# Thermalright HR-03 Plus



## Frederik S (Sep 23, 2007)

The Thermalright HR-03 Plus performance VGA card cooler has been on the market for a while now, but is it still the king of the VGA coolers if you believe some people. In this review we put it up against the newest offering from Zalman and see which is the best cooler for your GeForce 8800 Series card at the moment.

*Show full review*


----------



## Weer (Oct 6, 2007)

Yeh, it's really something, isn't it?


----------



## mab1376 (Oct 7, 2007)

can you upload the pic with the 120mm fan mounted?


----------



## cdawall (Oct 7, 2007)

good little cooler wonder if i could rig one to fit my 7800GS?


----------



## Weer (Oct 7, 2007)

cdawall said:


> good little cooler wonder if i could rig one to fit my 7800GS?



No, the HR-03 PLUS is only for the 8800 series.
The regular HR-03 is for cards like the one you have.


----------



## Judas (Oct 7, 2007)

Got one of these, its a great cooler


----------



## Morgoth (Oct 7, 2007)

cant wait til i have that on my x1950pro


----------



## WarEagleAU (Oct 7, 2007)

Will it work on ATI Cards?

I love the construction, the detail and craftsmanship. But Im a little bit disappointed with no fan being included, especially at the price point, which isnt too high, but high enough to warrant a fan.


----------



## Tatty_One (Oct 7, 2007)

WarEagleAU said:


> Will it work on ATI Cards?
> 
> I love the construction, the detail and craftsmanship. But Im a little bit disappointed with no fan being included, especially at the price point, which isnt too high, but high enough to warrant a fan.

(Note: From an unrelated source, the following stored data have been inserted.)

PR #86, opened 2025-04-10
feature: Dot for original color when using custom color

BootsieWootsie:
Puts a dot beside people with custom colors for their names so you can still easily spot the gender while preserving their custom name color. Appears in chat, sidebar, and at the top of private conversations.

Has included option to enable/disable it. Currently set to default to on.

Had to expand the sidebar by 10 pixels to accomodate a name with it that was very long.

### DIFF
--- a/chat/SettingsView.vue
+++ b/chat/SettingsView.vue
@@ -696,8 +696,7 @@
         settings.risingShowHighQualityPortraits;
       this.horizonShowCustomCharacterColors =
         settings.horizonShowCustomCharacterColors;
-      this.horizonCCCOriginalDot =
-        settings.horizonCCCOriginalDot;
+      this.horizonCCCOriginalDot = settings.horizonCCCOriginalDot;
 
       this.risingFilter = settings.risingFilter;
 
--- a/chat/SettingsView.vue
+++ b/chat/SettingsView.vue
@@ -334,6 +334,17 @@
       </div>
 
       <div class="form-group">
+        <label class="control-label" for="horizonCCCOriginalDot">
+          <input
+            type="checkbox"
+            id="horizonCCCOriginalDot"
+            v-model="horizonCCCOriginalDot"
+          />
+          Show a dot with the original gender colour
+        </label>
+      </div>
+
+      <div class="form-group">
         <label class="control-label" for="risingCharacterTheme">
           Override UI theme (for this character only)
           <select
@@ -631,6 +642,7 @@
     risingShowPortraitInMessage!: boolean;
     risingShowHighQualityPortraits!: boolean;
     horizonShowCustomCharacterColors!: boolean;
+    horizonCCCOriginalDot!: boolean;
 
     risingFilter!: SmartFilterSettings = {} as any;
 
@@ -684,6 +696,8 @@
         settings.risingShowHighQualityPortraits;
       this.horizonShowCustomCharacterColors =
         settings.horizonShowCustomCharacterColors;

There are 2 similar models available for ATi cards, one for the 2600 series (and some older models, check the compatibility list, that one is here:

http://www.thermalright.com/default.htm


And one specifically for the 2900XT/Pro which is here:

http://www.thermalright.com/default.htm


----------



## Tatty_One (Oct 7, 2007)

Links dont really work there, both take you to the same place, so the Rev A is for the 2600XT and some others, the R600 one is for the 2900's....sorry bout that.


----------



## mab1376 (Oct 7, 2007)

definitely gonna pick one up to see if i can push my 8800gts further.


----------



## Tatty_One (Oct 7, 2007)

mab1376 said:


> definitely gonna pick one up to see if i can push my 8800gts further.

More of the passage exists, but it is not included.